Para la soberana, el reinado representó mucho más que portar una corona durante los eventos oficiales. Por el contrario, aseguró que el proceso le permitió fortalecer el carácter y valorar el tiempo. En consecuencia, cambió su manera de relacionarse con las personas a su alrededor.

"He aprendido a tener mucha más paciencia. Antes era terrible en ese aspecto, pero ha sido uno de los mayores aprendizajes de este año. También soy más organizada con mi tiempo y procuro respetar el tiempo de los demás. Hoy valoro mucho más el esfuerzo que hace cada persona. Además, aprendí a prestar atención a lo que nos rodea y a no dar por sentado lo que tenemos. Entendí que no vale la pena aferrarse a lo material. Llegamos a este mundo sin nada y de la misma manera nos iremos. Lo verdaderamente importante es la huella que dejamos en la vida y en la mente de las personas", indicó la soberana.

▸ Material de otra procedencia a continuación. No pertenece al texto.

PR #6194, opened 2026-05-26
fix(jac-scale): invalidate Redis L2 cache on cascade quarantine (#6184)

### LINKED ISSUE #6184: jac-scale: cascade-quarantine in MongoBackend doesn't invalidate Redis L2, leaving stale `data.edges` references that survive pod restarts
## Summary

`MongoBackend._mongo_quarantine` in `jac-scale` mutates MongoDB during cascade-quarantine but never invalidates the L2 Redis cache. The Redis entries for the affected nodes are left holding the pre-cascade state, including edge ids that no longer exist in Mongo. Pods read cache-first, see the stale `data.edges` array, try to load the now-deleted edge anchors, and surface:

```
EdgeAnchor [<uuid>] is not a valid reference!
```

Pod restart does not fix it because Redis is the shared L2 across all replicas; a fresh pod still reads the stale L2 entries.

This is what is blocking jac-builder-dev right now (every user, old and new). Issue #6181 is the upstream cause (the quarantine decision itself); this issue is what makes the resulting damage persist forever in the cache layer.

## Where the bug lives

`jac-scale/jac_scale/impl/memory_hierarchy.mongo.impl.jac`, `_mongo_quarantine`, lines 196-273.

Three Mongo write paths in this function, none of them invalidate Redis:

```jac
backend.collection.delete_one({'_id': id_str});                                       # line 226
backend.collection.delete_many({'_id': {'$in': orphan_edge_ids}});                     # line 259
backend.collection.update_many(                                                        # lines 260-263
    {'type': 'NodeAnchor', 'data.edges': {'$in': orphan_edge_ids}},
    {'$pullAll': {'data.edges': orphan_edge_ids}}
);
```

The `update_many` on line 260-263 is the operationally painful one. It strips the dead edge ids from every live NodeAnchor's `data.edges`. Those NodeAnchors are commonly hot anchors (root, system root) that Redis is caching. After the call, Mongo and Redis diverge:

- Mongo: `data.edges` has the dead ids removed.
- Redis: `data.edges` still contains the dead ids.

Reads through `TieredMemory.get` hit the L2 cache before the L3 Mongo backend (this is the entire point of the cache), so every subsequent traversal that walks those edges fails.

The `RedisBackend` already has a `delete(id)` method (`memory_hierarchy.redis.impl.jac` line 96). `_mongo_quarantine` just doesn't call it.

## Evidence (jac-builder-dev)

System root in Mongo, after cascade-quarantine ran:

```
$ kubectl -n jac-builder-dev exec jac-builder-dev-mongodb-0 -- mongosh ... --eval '
db = db.getSiblingDB("jac_db");
const r = db._anchors.findOne({_id: "9866fc2a-2dda-41bc-916c-7037237183e8"});
print("Mongo edges count:", r.data.edges.length);
print("Has dead edge?", r.data.edges.includes("7a1d285c-a682-47c3-a7a8-89953c348397"));
'
Mongo edges count: 189
Has dead edge? false
```

Same root in Redis, same moment:

```
$ kubectl -n jac-builder-dev exec <redis-pod> -- redis-cli -a ... \
    EXISTS "anchor:9866fc2a-2dda-41bc-916c-7037237183e8"
1

$ kubectl -n jac-builder-dev exec <redis-pod> -- redis-cli -a ... \
    GET "anchor:9866fc2a-2dda-41bc-916c-7037237183e8" \
    | grep -c "7a1d285c-a682-47c3-a7a8-89953c348397"
1

$ kubectl -n jac-builder-dev exec <redis-pod> -- redis-cli -a ... \
    EXISTS "anchor:7a1d285c-a682-47c3-a7a8-89953c348397"
0
```

Mongo says the system root has 189 clean edges, no reference to `7a1d285c`. Redis still has the pre-cascade copy of the same root with `7a1d285c` in its edges array. The edge anchor itself doesn't exist in either store (cascade deleted it from Mongo, was never in Redis to begin with because reads hadn't hit it before). Result: every traversal that touches the system root fails.

## Minimal reproducible example

Self-contained, uses docker for Mongo + Redis.

`docker-compose.yml`:
```yaml
services:
  mongo:
    image: mongo:7
    ports: ["27017:27017"]
  redis:
    image: redis:7
    ports: ["6379:6379"]
```

`repro_cascade_redis.jac`:
```jac
"""Repro for Redis L2 cache not invalidated on cascade-quarantine.

Run mongo + redis via docker-compose, then:
    MONGODB_URI=mongodb://localhost:27017 \
    REDIS_URL=redis://localhost:6379/0 \
    jac run repro_cascade_redis.jac
"""
import json;
import from uuid { uuid4 }
import from jac_scale.memory_hierarchy { ScaleTieredMemory }
import from jaclang.runtimelib.archetype { NodeAnchor, EdgeAnchor }

# A minimal node type
node Foo { }
node Bar { }
edge Link { }

with entry {
    mem = ScaleTieredMemory();
    mem.postinit();

    # 1. Build root --Link--> child, persist all the way through Mongo + Redis.
    foo = Foo();
    bar = Bar();
    foo ++>:Link:++> bar;          # creates edge anchor + adds id to foo.__jac__.data.edges

    mem.put(foo.__jac__);
    mem.put(bar.__jac__);
    for e in foo.__jac__.data.edges {
        mem.put(e);
    }
    mem.commit();

    foo_id = str(foo.__jac__.id);
    bar_id = str(bar.__jac__.id);

    # 2. Warm the Redis cache for foo by reading it back. After this, Redis has
    #    anchor:<foo_id> with data.edges = [<link_id>].
    mem.__mem__.clear();           # drop L1 to force a real fetch
    refetched_foo = mem.get(foo_id);
    print("foo edges (cached path):", refetched_foo.data.edges);

    # 3. Trigger cascade-quarantine by quarantining bar.
    #    Calling _mongo_quarantine directly bypasses any pre-quarantine cache
    #    side effects and exercises exactly the code path under test.
    import from jac_scale.impl.memory_hierarchy_mongo_impl { _mongo_quarantine }
    bar_doc = mem.l3.collection.find_one({'_id': bar_id});
    _mongo_quarantine(
        backend=mem.l3,
        id_str=bar_id,
        anchor_type='NodeAnchor',
        arch_module=bar_doc['arch_module'],
        arch_type=bar_doc['arch_type'],
        fingerprint=bar_doc.get('fingerprint'),
        data=bar_doc['data'],
        error='manual repro'
    );

    # 4. Verify the divergence.
    foo_in_mongo = mem.l3.collection.find_one({'_id': foo_id});
    foo_in_redis_raw = mem.l2.redis_client.get(f"anchor:{foo_id}");
    foo_in_redis = json.loads(foo_in_redis_raw);

    print("\nMongo foo.data.edges:", foo_in_mongo['data']['edges']);    # []
    print("Redis foo.data.edges:", foo_in_redis['data']['edges']);     # still has the link id

    # 5. Read through TieredMemory the way pods do (cache-first).
    mem.__mem__.clear();
    foo_via_tiered = mem.get(foo_id);
    stale_edge_id = foo_via_tiered.data.edges[0] if foo_via_tiered.data.edges else None;
    print("\nTieredMemory.get returned foo with edges:", foo_via_tiered.data.edges);
    print("Now trying to load that edge id:", stale_edge_id);

    edge_anchor = mem.get(stale_edge_id);
    print("Resolved edge anchor:", edge_anchor);   # None -> caller raises 'not a valid reference'
}
```

Expected (correct cascade): Redis is invalidated, the second `mem.get(foo_id)` returns `data.edges = []`, no dangling reference.

Actual: Redis is not invalidated, `mem.get(foo_id)` returns `data.edges = [<link_id>]`, `mem.get(stale_edge_id)` returns `None`, and any walker traversal raises `EdgeAnchor [<link_id>] is not a valid reference`. The condition persists across pod restarts because Redis is shared.

## Production timeline (jac-builder-dev)

1. ~old date: `MainAgent` node `0ad08997-...` written with `_conv: null` (separate issue #6181 caused this to deserialize-fail later).
2. Earlier deploy at `2026-05-26T09:16:28Z`: deserialize fails, `_mongo_quarantine` quarantines the node, cascades 1 Root->MainAgent edge + 1773 connected docs. Mongo is updated, Redis is not.
3. Pods restarted at `09:43Z`. Fresh pods read the system root from Redis (cache hit), get the stale `data.edges` list with the dead edge id.
4. Every subsequent `create_session` call traverses the system root, hits the dead edge, fails with `EdgeAnchor [7a1d285c-a682-47c3-a7a8-89953c348397] is not a valid reference`.
5. Hand-fixing Mongo (which the existing skill does) is not enough. Without flushing Redis, the symptom comes right back the moment a pod re-warms the cache.

## Suggested fix

In `_mongo_quarantine`, after each Mongo mutation, invalidate Redis. Concretely:

```jac
# After: backend.collection.delete_one({'_id': id_str});
backend.l2.delete(to_uuid(id_str));

# After: backend.collection.delete_many({'_id': {'$in': orphan_edge_ids}});
for eid in orphan_edge_ids {
    backend.l2.delete(to_uuid(eid));
}

# After: backend.collection.update_many(... '$pullAll' ...);
# Find the live NodeAnchors that were just patched (the ones whose data.edges
# contained any orphan_edge_ids before the update). They need their Redis
# entries dropped so the next read repopulates from Mongo.
affected = backend.collection.find(
    {'type': 'NodeAnchor', 'data.edges': {'$in': orphan_edge_ids}}
);  # captured BEFORE update_many
for doc in affected {
    backend.l2.delete(to_uuid(doc['_id']));
}
```

The `affected` capture has to happen before the `update_many`, since after the update those edges are gone and the query returns nothing. Same for `delete_many`: capture the orphan edge ids before they are deleted (the function already does this on line 238).

The `backend` here doesn't currently hold a reference to the L2 backend; the function will need that wired through, either via `backend.l2` (if we make MongoBackend aware of its sibling) or by passing the `ScaleTieredMemory` instance instead of just the L3 backend. The cleanest shape is to move `_mongo_quarantine` onto `ScaleTieredMemory` so it has access to both tiers.

## Why the recent fixes don't cover this

- `#5446` (persistence race): different layer; concurrent writes, not stale cache.
- `#6003` (cascade-quarantine): introduced the cascade behaviour but only on the Mongo side. The cache-invalidation half is missing.
- `#6035` (recover_all order): doesn't apply unless `recover_all` is invoked, and even if it were, the corrupt Redis copy would still be served on the next read.
- `#6105` (empty `$set` dict): write path on `_put_node_atomic`, unrelated.

## Workaround

Manually flush the affected Redis keys (the live NodeAnchors that had their `data.edges` patched). For one root:

```bash
kubectl -n <ns> exec <redis-pod> -- redis-cli -a "$REDIS_PW" --no-auth-warning \
    DEL "anchor:<root-uuid>"
```

Then bounce pods to drop L1 caches.

To find all affected anchors after the fact, scan every `anchor:*` key in Redis and check whether any of its `data.edges` ids are missing from Mongo `_anchors`. Inefficient but reliable.

akindu-k:
## Problem

When `_mongo_quarantine` cascade-quarantines a `NodeAnchor` it correctly:

1. Moves the bad node to `_anchors_quarantine` in MongoDB
2. Cascade-quarantines all connected `EdgeAnchor`s
3. Strips the orphaned edge IDs from every live node's `data.edges` in MongoDB

It did **not** invalidate those documents in the Redis L2 cache. Because Redis is shared across pods and outlives individual requests, any pod that had previously cached a live node with a reference to one of those edges would continue serving the stale entry — even across restarts. On the next walker traversal the pod would call `mem.get(stale_edge_id)` and receive `None`, raising:

```
EdgeAnchor [<id>] is not a valid reference
```

## Root cause

`_mongo_quarantine` only had access to `MongoBackend` (L3). It held no reference to `RedisBackend` (L2), so it could not call `l2.delete()` after each Mongo mutation.

## Fix

**`MongoBackend`** gains a `_l2_ref` field and a `set_cache_ref(cache)` method, mirroring the existing `_mem_ref` / `set_memory_ref` pattern used for L1.

**`ScaleTieredMemory.postinit`** wires the reference immediately after L2 is initialised:

```
mongo_backend.set_cache_ref(self.l2);
```

**`_mongo_quarantine`** gains an optional `l2` parameter. Three invalidations are added, all guarded by `if l2`:

| After this Mongo write | Redis keys invalidated |
|---|---|
| `delete_one` (quarantined node) | `l2.delete(node_id)` |
| `delete_many` (orphaned edges) | `l2.delete(edge_id)` for each |
| `update_many` (`$pullAll` on live nodes) | `l2.delete(node_id)` for each affected node |

The affected-node query is executed **before** `update_many` so the edge IDs are still present in `data.edges` and the `$in` filter returns results.

All four `_mongo_quarantine` call sites inside `MongoBackend` (two in `.get`, two in `._load_anchor`) are updated to pass `l2=self._l2_ref`.

## Verification

A self-contained repro is included at `repro/repro_cascade_redis.jac` (requires `docker compose up` from `repro/docker-compose.yml`).

```bash
MONGODB_URI=mongodb://localhost:27017 \
REDIS_URL=redis://localhost:6379/0 \
jac run repro/repro_cascade_redis.jac
```

Expected output (with the fix):

```
Mongo  source.data.edges : []
Redis  source.data.edges : not cached (invalidated)
TieredMemory source.data.edges : []

ALL ASSERTIONS PASSED -- Redis is correctly invalidated on cascade quarantine.
```

Without the fix, `Redis source.data.edges` still holds the stale edge ID and the final tiered read returns a dangling reference.

## Files changed

| File | Change |
|---|---|
| `jac-scale/jac_scale/memory_hierarchy.jac` | Add `_l2_ref` field and `set_cache_ref` method to `MongoBackend` |
| `jac-scale/jac_scale/impl/memory_hierarchy.mongo.impl.jac` | Add `l2` param to `_mongo_quarantine`, implement `set_cache_ref`, update all four call sites |
| `jac-scale/jac_scale/impl/memory_hierarchy.main.impl.jac` | Wire `set_cache_ref(self.l2)` in `ScaleTieredMemory.postinit` |
| `repro/repro_cascade_redis.jac` | Self-contained repro / regression test |
| `repro/docker-compose.yml` | Mongo + Redis containers for local verification |

---

Closes #6184


udithishanka (approved):

kugesan1105:
### Follow-up PR @akindu-k 

- remove these any type 
image

image

akindu-k:
> ### Follow-up PR @akindu-k
> * remove these any type
> 
> image image

noted @kugesan1105. created an issue for it (#6208). Will address this in a separate PR.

El mensaje de Gisselle Rosales para su sucesora

Finalmente, en la recta final de su reinado, la actual Miss Ecuador aprovechó la entrevista para enviar un mensaje a quien recibirá la corona el 29 de agosto. Le pidió mantener la autenticidad y actuar con firmeza frente a cualquier circunstancia durante su gestión.

"Que se prepare muy bien para representar al país. Le diría que tenga siempre claro su propósito, que no permita que se nuble su juicio y que no se deje llevar por intereses o propuestas que no estén alineados con sus valores. Sobre todo, que no se deje utilizar", declaró.

Con estas palabras, Gisselle Rosales cierra un año que, según sus propias palabras, la transformó por completo.